The bodies of more than 1,000 civilians are being stored in morgues in the Kyiv region after Russian troops withdrew from areas around the capital, a senior Ukrainian official told AFP Thursday.
"1,020 bodies (of) civilians, only civilians, in the areas of all the Kyiv region," were discovered, Olga Stefanishyna, Deputy Prime Minister for European and Euro-Atlantic Integration of Ukraine, told AFP in Borodyanka.
"These are only civilians collected from buildings, but also on the streets," she said, specifying that the deaths date to the beginning of Russia's invasion of Ukraine in late February.
Her comments came after police in the Kyiv region said they had discovered the remains of nine civilians in Borodyanka, some 54 kilometres (34 miles) from the capital, buried in communal graves.
Oleksandr Pavliuk, the Kyiv regional governor, said the dead were "either killed or tortured to death during the hostilities."
"Forensic experts are now examining the bodies, but what we saw was hands tied behind the back, their legs tied and shot through the limbs, and in the back of the head," he added.
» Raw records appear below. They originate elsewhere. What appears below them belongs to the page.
PR #63, opened 2023-06-07
chore: run tests on CI

### LINKED ISSUE #58: [chore]: Restore forth3's CI
This should eventually be integrated into mnemos' CI. It's pretty important IMO to preserve regular + miri testing.

_Originally posted by @jamesmunns in https://github.com/tosc-rs/mnemos/pull/57#discussion_r1216069225_

hawkw:
Currently, CI just runs `cargo check` and `cargo fmt`, and never actually runs host tests. Some crates in the repo, such as `forth3`, contain tests that should be run on the host.

This branch adds a `cargo test` job to the CI workflow.

Closes #58


jamesmunns:
Looks like the build is failing because e-g-sim requires `libsdl2-dev` installed.

Would it make sense to restore the forth3 miri tests here too?

hawkw:
> Looks like the build is failing because e-g-sim requires `libsdl2-dev` installed.
> 
> Would it make sense to restore the forth3 miri tests here too?

yeah, it would!

PR #66, opened 2023-06-10
Actually no-std again

jamesmunns:
Fix some no-std issues with spitebuf, and support tracing-01 or tracing-02

### DIFF
--- a/.github/workflows/ci.yml
+++ b/.github/workflows/ci.yml
@@ -48,7 +48,6 @@ jobs:
       run: |
         cargo check \
           --workspace \
-          --all-features \
           --quiet \
           --message-format=json |
           cargo-action-fmt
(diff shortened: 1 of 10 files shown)


.github/workflows/ci.yml
```diff
@@ -73,8 +72,7 @@ jobs:
     - name: cargo nextest run
       run: |
         cargo nextest run \
-          --workspace \
-          --all-features
```
hawkw, line 77: does removing this mean that the forth3 tests aren't run with async, floats, etc enabled? because if that's the case, i would prefer an approach that lets us keep the `--all-features` build.

jamesmunns: The miri tests do still set this, but the normal tests don't. I'll rework this PR and add a mnemos-tracing crate instead.

hawkw (approved):
thanks i hate everything about this 👍

PR #67, opened 2023-06-10
Add a whole crate for this

jamesmunns:


jamesmunns:
This leads to problems with the `instrument` macro, we might revisit this in the future.

PR #69, opened 2023-06-11
Add D1 platform (2023 edition)

jamesmunns:


hawkw:
nice

platforms/allwinner-d1/boards/lichee-rv/src/main.rs
```diff
@@ -0,0 +1,55 @@
...
+
+    // k.initialize(async {}).unwrap();
+
+    loop {
+        let tick = k.tick();
+
+        if !tick.has_remaining {
+            let mut delay = riscv::delay::McycleDelay::new(1_080_000_000);
+            delay.delay_ms(1);
+            let _turn = k.timer().force_advance_ticks(1);
```
hawkw, line 28: this isn't *really* correct: we delay for 1ms every tick, but we don't consider how long it took to tick the kernel scheduler, which may vary substantially based on how many tasks are scheduled on that tick and how long those tasks take to poll. 

i'm fine with merging this as is, but eventually we'll probably want to use a hardware timestamp instead of delaying?

platforms/allwinner-d1/drivers/src/lib.rs
hawkw, line 1: i wonder if this will be a useful abstraction on other platforms too, eventually...

platforms/allwinner-d1/boards/lichee-rv/src/main.rs
```diff
@@ -0,0 +1,55 @@
+#![no_std]
+#![no_main]
+
+use core::{panic::PanicInfo, time::Duration};
+use drivers::Ram;
+use kernel::{Kernel, KernelSettings};
+use embedded_hal::blocking::delay::DelayMs;
+
+const HEAP_SIZE: usize = 384 * 1024 * 1024;
```
hawkw, line 9: would be cool if, eventually, there was a nice way to keep this in sync with the linker script...we can figure that out later though

hawkw (commented):
you love to see it!!

platforms/allwinner-d1/boards/lichee-rv/src/main.rs
```diff
@@ -0,0 +1,148 @@
...
+                riscv::asm::wfi();
+            }
+            // Disable the timer interrupt in case that wasn't what woke us up
+            plic.deactivate(Interrupt::TIMER1).unwrap();
+            timer1.set_interrupt_en(false);
+            timer1.stop();
+
+            // Account for time slept
+            let elapsed = wfi_start.wrapping_sub(timer0.current_value());
+            let _turn = k.timer().force_advance_ticks(elapsed.into());
```
hawkw, line 105: we should advance the timer wheel on every iteration of the loop even when there *are* tasks remaining in the run queue, so i think this should be moved out of the if. otherwise, expiring timers will not be notified when the system is busy. 

we should probably move advancing the timer wheel to *before* the "wait for interrupt" phase, and only wait for an interrupt if the `Turn` struct indicates that no timers completed. in general i think the overall structure should probably look closer to the run loop in melpomene.

hawkw: UPDATE: oh, i had missed that there was already a call to advance the wheel before the if. never mind, this looks right!

.github/workflows/ci.yml
```diff
@@ -74,6 +94,7 @@ jobs:
       run: |
         cargo nextest run \
           --workspace \
+          --exclude lichee-rv \
```
hawkw, line 97: nit, take it or leave it: maybe worth a comment explaining why this is excluded?

.github/workflows/ci.yml
```diff
@@ -126,6 +147,7 @@ jobs:
           --message-format=json \
           --no-deps \
           --all-features \
+          --exclude lichee-rv \
```
hawkw, line 150: maybe worth a comment explaining why this is excluded?

platforms/allwinner-d1/boards/lichee-rv/src/main.rs
```diff
@@ -0,0 +1,263 @@
...
+    // Loopback on virtual port zero
+    k.initialize(async move {
+        let mut hdl = loop {
+            match SerialMuxHandle::from_registry(k).await {
+                Some(c) => break c,
+                None => {
+                    k.sleep(Duration::from_millis(100)).await;
+                }
+            }
+        };
```
hawkw, line 114: nit/TIOLI: this pattern occurs a couple times, we could maybe make a helper for it?

alternatively, we could have the `k.initialize()` call that initializes the serial mux return a joinhandle or something that these init tasks can await, so that we don't need to sleep in a loop? not a blocker in either case, we can make this nicer later.

platforms/allwinner-d1/boards/lichee-rv/src/main.rs
hawkw, line 1: how much of the code in this file is Lichee-RV specific, and how much of it can be shared across other D1 boards? could be nice to (eventually) split out stuff that's SOC-specific, rather than board-specific?

platforms/allwinner-d1/boards/lichee-rv/src/main.rs
```diff
@@ -0,0 +1,263 @@
...
+
+        // If there is nothing else scheduled, and we didn't just wake something up,
+        // sleep for some amount of time
+        if !tick.has_remaining && turn.expired != 0 {
+            let wfi_start = timer0.current_value();
+
+            // TODO(AJM): Sometimes there is no "next" in the timer wheel, even though there should
+            // be. Don't take lack of timer wheel presence as the ONLY heuristic of whether we
+            // should just wait for SOME interrupt to occur. For now, force a max sleep of 100ms
+            // which is still probably wrong.
```
hawkw, line 188: why is it probably wrong?

platforms/allwinner-d1/boards/lichee-rv/src/main.rs
```diff
@@ -0,0 +1,263 @@
...
+}
+
+fn initialize_kernel() -> Result<&'static Kernel, ()> {
+    let k_settings = KernelSettings {
+        heap_start: AHEAP.as_ptr(),
+        heap_size: HEAP_SIZE,
+        max_drivers: 16,
+        k2u_size: 4096,
+        u2k_size: 4096,
+        timer_granularity: Duration::from_nanos(333),
```
hawkw, line 234: where does 333 comef from? could maybe be worth a comment?

platforms/allwinner-d1/boards/lichee-rv/src/main.rs
```diff
@@ -0,0 +1,263 @@
...
+    };
+    let k = unsafe { Kernel::new(k_settings).map_err(drop)?.leak().as_ref() };
+    Ok(k)
+}
+
+#[panic_handler]
+fn handler(info: &PanicInfo) -> ! {
```
hawkw, line 241: would eventually be nice if the kernel could provide a cross platform panic hook with nice formatting, but that should be a later thing...

platforms/allwinner-d1/boards/lichee-rv/src/main.rs
```diff
@@ -0,0 +1,263 @@
...
+    // Ugly but works
+    let mut uart: Uart = unsafe { core::mem::transmute(()) };
```
hawkw, line 243: what the fuck

platforms/allwinner-d1/boards/lichee-rv/src/main.rs
```diff
@@ -0,0 +1,263 @@
...
+
+    write!(&mut uart, "\r\n").ok();
+    write!(&mut uart, "{}\r\n", info).ok();
+
+    loop {
+        core::sync::atomic::fence(Ordering::SeqCst);
+    }
+}
+
+fn handle_dmac() {
```
hawkw, line 253: this is the DMAC ISR, right? maybe worth a comment stating that?

platforms/allwinner-d1/boards/lichee-rv/src/uart.rs
hawkw, line 1: is this Lichee-RV specific, or is this UART built into the D1 SOC?

platforms/allwinner-d1/boards/lichee-rv/src/uart.rs
```diff
@@ -0,0 +1,181 @@
...
+
+    pub fn handle_uart0_int() {
+        let uart0 = unsafe { &*UART0::PTR };
+        let prod = UART_RX.load(Ordering::Acquire);
+        if !prod.is_null() {
+            let prod = unsafe { &*prod };
+
+            while let Some(mut wgr) = prod.send_grant_max_sync(64) {
+                let used_res = wgr.iter_mut().enumerate().try_for_each(|(i, b)| {
+                    if uart0.usr.read().rfne().bit_is_set() {
```
hawkw, line 66: might be nice if, somewhere, there was a comment saying what RFNE and RBR are?

platforms/allwinner-d1/boards/lichee-rv/src/uart.rs
```diff
@@ -0,0 +1,181 @@
...
+                    Ok(()) => {
+                        let len = wgr.len();
+                        wgr.commit(len);
+                    }
+                    Err(used) => {
+                        wgr.commit(used);
+                        break;
+                    }
+                }
+            }
```
hawkw, line 84: nit, TIOLI: this logic kinda feels like it could maybe be simplified with a for loop:
```suggestion
            'read: while let Some(mut wgr) = prod.send_grant_max_sync(64) {
                for (used, b) in wgr.iter_mut().enumerate() {
                    if !uart0.usr.read().rfne().bit_is_set() {
                        wgr.commit(used);
                        break 'read;
                    }

                    *b = uart0.rbr().read().rbr().bits();
                }

                let len = wgr.len();
                wgr.commit(len);
            }
```
which, AFAICT, should do the same thing?

platforms/allwinner-d1/boards/lichee-rv/src/uart.rs
```diff
@@ -0,0 +1,181 @@
...
+        let (fifo_a, fifo_b) = new_bidi_channel(k.heap(), cap_in, cap_out).await;
+
+        let _server_hdl = k.spawn(D1Uart::serial_server(fifo_b, kcons)).await;
+
+        let (prod, cons) = fifo_a.split();
+        let _send_hdl = k.spawn(D1Uart::sending(cons, tx_channel)).await;
+
+        let boxed_prod = k.heap().allocate(prod).await;
+        let leaked_prod = boxed_prod.leak();
+        UART_RX.store(leaked_prod.as_ptr(), Ordering::Release);
```
hawkw, line 173: nit: should we maybe do a swap/compare-exchange so we can assert the previous value isn't null?

platforms/allwinner-d1/drivers/src/dmac/descriptor.rs
```diff
@@ -0,0 +1,299 @@
...
+pub struct Descriptor {
+    configuration: u32,
+    source_address: u32,
+    destination_address: u32,
+    byte_counter: u32,
+    parameter: u32,
+    link: u32,
+}
+
+// TODO: THIS COULD PROBABLY BE A BITFIELD LIBRARY
```
hawkw, line 12: i might make a PR for this later

platforms/allwinner-d1/drivers/src/plic.rs
```diff
@@ -0,0 +1,287 @@
...
+    pub fn new(plic: PLIC) -> Self {
+        // TODO any initial setup we should be doing for the PLIC at startup?
+        Self { plic }
+    }
+
+    /// Obtain a static `Plic` instance for use in e.g. interrupt handlers
+    ///
+    /// # Safety
+    ///
+    /// 'Tis thine responsibility, that which thou doth summon.
```
hawkw, line 31: "don't summon anything bigger than your head" :D

platforms/allwinner-d1/drivers/src/plic.rs
```diff
@@ -0,0 +1,287 @@
...
+    }
+
+    pub fn complete(&self, interrupt: Interrupt) {
+        self.plic
+            .mclaim
+            .write(|w| w.mclaim().variant(interrupt.into_bits() as u16));
+    }
+
+    pub unsafe fn register(&self, interrupt: Interrupt, new_hdl: fn()) {
+        let v = INTERRUPT_ARRAY.iter().find(|v| v.id == interrupt as u16);
```
hawkw, line 83: are the IDs numerically increasing, and if so, can we just put each interrupt at its' ID's index in the array, instead of doing this? not a blocker, just curious.

platforms/allwinner-d1/drivers/src/plic.rs
```diff
@@ -0,0 +1,287 @@
...
+        let nr = interrupt.into_bits() as usize;
+        self.plic.prio[nr].write(|w| w.bits(priority.into_bits()));
+    }
+
+    pub fn claim(&self) -> Interrupt {
+        let claim = self.plic.mclaim.read().mclaim().bits() as u8;
+        match Interrupt::try_from(claim) {
+            Ok(interrupt) => interrupt,
+            Err(_) => {
+                panic!("error claiming interrupt");
```
hawkw, line 71: nit: should the panic message include the error?

tools/crowtty/src/main.rs
```diff
@@ -12,40 +13,83 @@ pub struct Chunk {
...
+            .unwrap();
+        Connect::Serial(port)
+    }
+}
+
+fn main() -> Result<(), Box<dyn std::error::Error>> {
+    let args = std::env::args().skip(1).collect::<Vec<_>>();
+    let args = args.iter().map(String::as_str).collect::<Vec<_>>();
+
+    let mut port = match args.as_slice() {
```
hawkw, line 67: nit: at some point it might be nice to just use `clap` for arg parsing here --- we already use it in `melpomene`. not a blocker for this PR though...

hawkw (approved):
Some nits, but this is awesome!

platforms/allwinner-d1/boards/lichee-rv/src/main.rs
jamesmunns: It's a ZST, so this works. I probably should just have an unsafe "summon" method (like `Plic` has), but... yeah.

jamesmunns:
@hawkw breaking this out as a longer response:

> is this Lichee-RV specific, or is this UART built into the D1 SOC?

So, some of these things COULD be portable to any user of the D1, however there's a very fuzzy line today. I haven't really tackled any of the "portability challenges", like handling different configs, or pin mapping, or what DMA channel to use, or even how to handle interrupts.

These absolutely *should* live in the `allwinner-d1/drivers` crate, but the current state of the code isn't suitable for that yet. I could put it there, but it's all very hardcoded for just this one board, so far.

platforms/allwinner-d1/boards/lichee-rv/src/main.rs
jamesmunns: The timer is 3MHz, so the granularity is 1/3 of a microsecond. Will add a comment.

platforms/allwinner-d1/drivers/src/plic.rs
jamesmunns: We could, we would just need a sparse array, as some interrupt IDs are not used.

I think there is SOME way to get the hardware to do normal ISR dispatching, instead of a single "hardware interrupt method", but I haven't looked up how to do that yet.

We also could probably binary search, but I decided to go with 'bad and simple and done' for now.

tools/crowtty/src/main.rs
jamesmunns: Agreed! Happy to swap to that in the future esp if we have more options.

platforms/allwinner-d1/boards/lichee-rv/src/main.rs
jamesmunns: Blindly waiting 100ms is not *great*, it keeps us from sleeping *forever*, which is something I saw during testing (it may have been because I wasn't previously checking the `expired` field of the timer wheel turn), but it also means that we could potentially sleep for longer than we should have.

platforms/allwinner-d1/boards/lichee-rv/src/uart.rs
jamesmunns: In this case, the previous value SHOULD be null.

The pullback of Russian forces from towns and villages around Kyiv left a trail of civilian deaths, beginning with discoveries in Bucha, that have led Ukrainian officials to accuse Russia of genocide.
At the beginning of April, prosecutor general Iryna Venediktova told journalists that Ukraine had recovered 410 civilian bodies from areas it retook from the Russian army in the wider Kyiv region.